Reproduce each record exactly, leaving out no line.

(Task material Opens)

PR #2922, opened 2024-06-18
admin-ui: Do not mark gated datasets as error

AndreaFrancis:
In the admin-ui, some datasets have all the features working (is-valid) but are shown as errors.
This is due to gated datasets; I just added another sign to identify those and let us know that the issue is unrelated to jobs not being correctly processed.
Another question is if we should consider this dataset as part of the coverage metric since we need to know the value.
Or maybe there is another way to automatically subscribe to the admin-UI user token for those datasets?


severo (approved):
Good fix! We can see in another PR how to get the data, but it's already a good step forward

PR #2926, opened 2024-06-19
only raise error in config-is-valid if format is bad

severo:
Should remove the remaining PreviousStepFormatError: https://github.com/huggingface/dataset-viewer/issues/2433#issuecomment-2179014134


severo:
OK... merging

PR #2929, opened 2024-06-20
Use current priority for children jobs

severo:
When we change the priority of a job manually after it has started, we want the children jobs to use the same priority


severo:
OK, merging

PR #2931, opened 2024-06-20
Create pastJobs collection

severo:
It will be used to apply rate limiting on the jobs, based on the total duration in a window (see https://github.com/huggingface/dataset-viewer/issues/2279#issuecomment-2178655627).


libs/libcommon/src/libcommon/queue/past_jobs.py
```diff
@@ -0,0 +1,88 @@
+# SPDX-License-Identifier: Apache-2.0
+# Copyright 2022 The HuggingFace Authors.
```
AndreaFrancis, line 2:
```suggestion
# Copyright 2024 The HuggingFace Authors.
```

AndreaFrancis (approved):
LGTM. Just a question, should we delete all PastJobs entries for a dataset when it is being deleted? Maybe as part of https://github.com/huggingface/dataset-viewer/blob/main/libs/libcommon/src/libcommon/orchestrator.py#L748

severo:
> Just a question, should we delete all PastJobs entries for a dataset when it is being deleted

No, we have to keep it, because the budget for the dataset is still the same, even if the dataset is deleted for some time. It would be complex to remove it on deletion, additionally, because we delete the dataset before re-creating it when we update.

(Task material Closes)

Finished exercise:
PR #2922, opened 2024-06-18
admin-ui: Do not mark gated datasets as error

AndreaFrancis:
In the admin-ui, some datasets have all the features working (is-valid) but are shown as errors.
This is due to gated datasets; I just added another sign to identify those and let us know that the issue is unrelated to jobs not being correctly processed.
Another question is if we should consider this dataset as part of the coverage metric since we need to know the value.
Or maybe there is another way to automatically subscribe to the admin-UI user token for those datasets?


severo (approved):
Good fix! We can see in another PR how to get the data, but it's already a good step forward

PR #2926, opened 2024-06-19
only raise error in config-is-valid if format is bad

severo:
Should remove the remaining PreviousStepFormatError: https://github.com/huggingface/dataset-viewer/issues/2433#issuecomment-2179014134


severo:
OK... merging

PR #2929, opened 2024-06-20
Use current priority for children jobs

severo:
When we change the priority of a job manually after it has started, we want the children jobs to use the same priority


severo:
OK, merging

PR #2931, opened 2024-06-20
Create pastJobs collection

severo:
It will be used to apply rate limiting on the jobs, based on the total duration in a window (see https://github.com/huggingface/dataset-viewer/issues/2279#issuecomment-2178655627).


libs/libcommon/src/libcommon/queue/past_jobs.py
```diff
@@ -0,0 +1,88 @@
+# SPDX-License-Identifier: Apache-2.0
+# Copyright 2022 The HuggingFace Authors.
```
AndreaFrancis, line 2:
```suggestion
# Copyright 2024 The HuggingFace Authors.
```

AndreaFrancis (approved):
LGTM. Just a question, should we delete all PastJobs entries for a dataset when it is being deleted? Maybe as part of https://github.com/huggingface/dataset-viewer/blob/main/libs/libcommon/src/libcommon/orchestrator.py#L748

severo:
> Just a question, should we delete all PastJobs entries for a dataset when it is being deleted

No, we have to keep it, because the budget for the dataset is still the same, even if the dataset is deleted for some time. It would be complex to remove it on deletion, additionally, because we delete the dataset before re-creating it when we update.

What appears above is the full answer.